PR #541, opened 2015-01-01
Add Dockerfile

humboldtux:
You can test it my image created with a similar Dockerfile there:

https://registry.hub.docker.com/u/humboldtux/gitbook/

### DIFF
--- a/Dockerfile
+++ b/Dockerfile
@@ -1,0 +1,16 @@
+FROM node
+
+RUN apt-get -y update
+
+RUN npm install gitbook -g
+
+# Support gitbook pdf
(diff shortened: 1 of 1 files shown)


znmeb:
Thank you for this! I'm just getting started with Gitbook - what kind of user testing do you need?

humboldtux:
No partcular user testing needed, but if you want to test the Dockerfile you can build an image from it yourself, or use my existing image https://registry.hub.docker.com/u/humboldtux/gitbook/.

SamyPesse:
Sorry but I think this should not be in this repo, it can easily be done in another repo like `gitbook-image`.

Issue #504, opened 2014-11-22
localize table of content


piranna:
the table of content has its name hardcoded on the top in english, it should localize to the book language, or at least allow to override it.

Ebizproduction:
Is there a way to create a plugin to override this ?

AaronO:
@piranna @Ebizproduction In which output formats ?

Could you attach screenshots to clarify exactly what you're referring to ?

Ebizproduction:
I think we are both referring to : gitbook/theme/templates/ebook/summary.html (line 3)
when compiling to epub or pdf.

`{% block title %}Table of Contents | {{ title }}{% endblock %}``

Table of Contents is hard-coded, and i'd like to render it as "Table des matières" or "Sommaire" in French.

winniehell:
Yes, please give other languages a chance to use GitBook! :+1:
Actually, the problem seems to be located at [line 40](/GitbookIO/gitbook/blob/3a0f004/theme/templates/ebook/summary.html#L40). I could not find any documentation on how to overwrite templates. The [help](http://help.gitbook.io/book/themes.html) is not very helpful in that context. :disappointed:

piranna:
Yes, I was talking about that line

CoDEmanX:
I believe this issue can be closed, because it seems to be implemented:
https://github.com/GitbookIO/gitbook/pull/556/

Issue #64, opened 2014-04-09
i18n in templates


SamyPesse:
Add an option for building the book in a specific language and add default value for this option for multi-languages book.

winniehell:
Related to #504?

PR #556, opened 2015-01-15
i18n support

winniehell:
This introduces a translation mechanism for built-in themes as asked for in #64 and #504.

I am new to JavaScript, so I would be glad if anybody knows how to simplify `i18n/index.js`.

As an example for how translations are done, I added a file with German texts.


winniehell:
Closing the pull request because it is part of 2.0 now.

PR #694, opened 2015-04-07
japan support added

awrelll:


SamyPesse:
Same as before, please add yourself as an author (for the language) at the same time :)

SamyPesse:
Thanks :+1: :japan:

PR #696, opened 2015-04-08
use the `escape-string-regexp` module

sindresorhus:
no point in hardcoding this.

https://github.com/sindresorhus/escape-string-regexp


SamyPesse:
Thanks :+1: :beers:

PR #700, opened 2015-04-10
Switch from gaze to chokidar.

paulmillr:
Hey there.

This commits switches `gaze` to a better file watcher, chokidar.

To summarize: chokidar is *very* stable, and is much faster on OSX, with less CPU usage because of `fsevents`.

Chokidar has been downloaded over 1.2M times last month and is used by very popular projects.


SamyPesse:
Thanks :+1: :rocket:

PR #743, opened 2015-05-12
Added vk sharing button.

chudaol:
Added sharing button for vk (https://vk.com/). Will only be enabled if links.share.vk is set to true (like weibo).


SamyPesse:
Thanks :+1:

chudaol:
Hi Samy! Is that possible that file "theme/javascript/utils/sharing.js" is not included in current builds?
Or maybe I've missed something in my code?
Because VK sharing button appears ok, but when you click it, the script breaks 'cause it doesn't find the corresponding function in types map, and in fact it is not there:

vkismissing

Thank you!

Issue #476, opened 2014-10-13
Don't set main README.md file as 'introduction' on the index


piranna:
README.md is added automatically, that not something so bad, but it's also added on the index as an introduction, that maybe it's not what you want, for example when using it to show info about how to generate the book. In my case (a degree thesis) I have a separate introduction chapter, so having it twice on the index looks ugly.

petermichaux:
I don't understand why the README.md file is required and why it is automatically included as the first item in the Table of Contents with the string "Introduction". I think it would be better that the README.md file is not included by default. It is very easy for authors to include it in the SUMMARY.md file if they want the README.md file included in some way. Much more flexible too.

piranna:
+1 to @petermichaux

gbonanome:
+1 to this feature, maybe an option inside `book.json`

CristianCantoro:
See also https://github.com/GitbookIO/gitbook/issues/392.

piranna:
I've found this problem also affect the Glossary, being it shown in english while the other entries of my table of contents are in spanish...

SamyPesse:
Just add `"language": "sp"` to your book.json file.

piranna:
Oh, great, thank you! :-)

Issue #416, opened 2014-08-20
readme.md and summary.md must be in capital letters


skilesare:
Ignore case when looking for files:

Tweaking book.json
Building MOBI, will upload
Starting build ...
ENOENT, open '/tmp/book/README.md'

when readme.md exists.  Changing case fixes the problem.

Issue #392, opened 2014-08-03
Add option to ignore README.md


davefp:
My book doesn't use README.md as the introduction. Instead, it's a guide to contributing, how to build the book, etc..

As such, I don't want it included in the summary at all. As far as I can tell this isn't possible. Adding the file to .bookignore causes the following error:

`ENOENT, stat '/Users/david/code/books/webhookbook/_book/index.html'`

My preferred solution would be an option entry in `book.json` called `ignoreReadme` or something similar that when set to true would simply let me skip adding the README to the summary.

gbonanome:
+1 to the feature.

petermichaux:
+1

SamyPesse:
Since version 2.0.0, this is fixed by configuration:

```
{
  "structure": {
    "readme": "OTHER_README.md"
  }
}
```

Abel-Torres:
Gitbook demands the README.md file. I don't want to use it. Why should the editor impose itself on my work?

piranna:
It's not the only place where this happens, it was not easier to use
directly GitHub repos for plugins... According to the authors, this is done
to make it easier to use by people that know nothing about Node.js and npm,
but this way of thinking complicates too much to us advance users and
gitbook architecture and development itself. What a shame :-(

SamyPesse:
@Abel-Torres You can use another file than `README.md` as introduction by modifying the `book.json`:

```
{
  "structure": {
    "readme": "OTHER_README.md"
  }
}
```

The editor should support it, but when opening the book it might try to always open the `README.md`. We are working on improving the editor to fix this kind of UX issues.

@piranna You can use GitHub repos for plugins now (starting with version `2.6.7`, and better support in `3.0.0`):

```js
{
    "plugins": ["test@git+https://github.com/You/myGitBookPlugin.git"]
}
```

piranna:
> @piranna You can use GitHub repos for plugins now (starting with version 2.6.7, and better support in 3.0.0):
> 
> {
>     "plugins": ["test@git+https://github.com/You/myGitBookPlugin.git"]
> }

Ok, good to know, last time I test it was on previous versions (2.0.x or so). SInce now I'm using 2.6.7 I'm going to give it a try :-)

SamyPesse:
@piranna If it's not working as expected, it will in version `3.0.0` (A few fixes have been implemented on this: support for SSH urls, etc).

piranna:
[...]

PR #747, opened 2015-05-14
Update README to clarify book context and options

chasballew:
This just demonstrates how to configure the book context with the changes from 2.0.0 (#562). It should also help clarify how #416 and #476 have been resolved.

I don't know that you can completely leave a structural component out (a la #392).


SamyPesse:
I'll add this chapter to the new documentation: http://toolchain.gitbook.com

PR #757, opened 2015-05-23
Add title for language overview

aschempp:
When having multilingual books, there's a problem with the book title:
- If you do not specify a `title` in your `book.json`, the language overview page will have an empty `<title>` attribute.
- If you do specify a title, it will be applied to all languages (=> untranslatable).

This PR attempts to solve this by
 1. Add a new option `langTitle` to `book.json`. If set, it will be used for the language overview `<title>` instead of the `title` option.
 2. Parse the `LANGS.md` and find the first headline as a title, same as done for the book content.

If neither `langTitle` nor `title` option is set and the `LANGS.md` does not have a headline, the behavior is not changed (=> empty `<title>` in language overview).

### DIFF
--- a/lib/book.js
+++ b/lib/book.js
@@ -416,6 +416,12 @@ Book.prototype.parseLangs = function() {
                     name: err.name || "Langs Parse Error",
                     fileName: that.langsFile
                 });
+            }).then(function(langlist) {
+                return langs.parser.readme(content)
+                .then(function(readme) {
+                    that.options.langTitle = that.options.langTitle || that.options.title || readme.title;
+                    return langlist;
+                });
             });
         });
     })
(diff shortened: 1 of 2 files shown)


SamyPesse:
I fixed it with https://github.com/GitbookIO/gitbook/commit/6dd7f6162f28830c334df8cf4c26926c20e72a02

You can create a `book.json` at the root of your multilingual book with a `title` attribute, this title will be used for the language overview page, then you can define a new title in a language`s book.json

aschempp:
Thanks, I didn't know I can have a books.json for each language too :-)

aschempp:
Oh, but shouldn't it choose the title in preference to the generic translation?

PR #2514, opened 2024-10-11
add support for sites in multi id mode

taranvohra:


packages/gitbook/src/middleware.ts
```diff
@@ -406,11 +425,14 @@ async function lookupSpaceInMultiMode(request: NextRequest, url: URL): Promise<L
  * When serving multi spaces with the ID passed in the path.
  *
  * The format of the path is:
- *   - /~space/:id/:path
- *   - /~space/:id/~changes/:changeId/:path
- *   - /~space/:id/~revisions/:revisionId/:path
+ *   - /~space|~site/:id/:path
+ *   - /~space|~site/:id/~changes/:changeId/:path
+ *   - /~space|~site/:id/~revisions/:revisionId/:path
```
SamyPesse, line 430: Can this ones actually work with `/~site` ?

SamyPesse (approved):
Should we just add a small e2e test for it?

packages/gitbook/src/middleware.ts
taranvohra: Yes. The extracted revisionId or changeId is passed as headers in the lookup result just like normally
◆ ◆ ◆ ◆
Exercise goal
Lines after the one containing "Thank you for" are left out; every line from the start of the entries through that line is restated word for word.

Answer section
PR #541, opened 2015-01-01
Add Dockerfile

humboldtux:
You can test it my image created with a similar Dockerfile there:

https://registry.hub.docker.com/u/humboldtux/gitbook/

### DIFF
--- a/Dockerfile
+++ b/Dockerfile
@@ -1,0 +1,16 @@
+FROM node
+
+RUN apt-get -y update
+
+RUN npm install gitbook -g
+
+# Support gitbook pdf
(diff shortened: 1 of 1 files shown)


znmeb:
Thank you for this! I'm just getting started with Gitbook - what kind of user testing do you need?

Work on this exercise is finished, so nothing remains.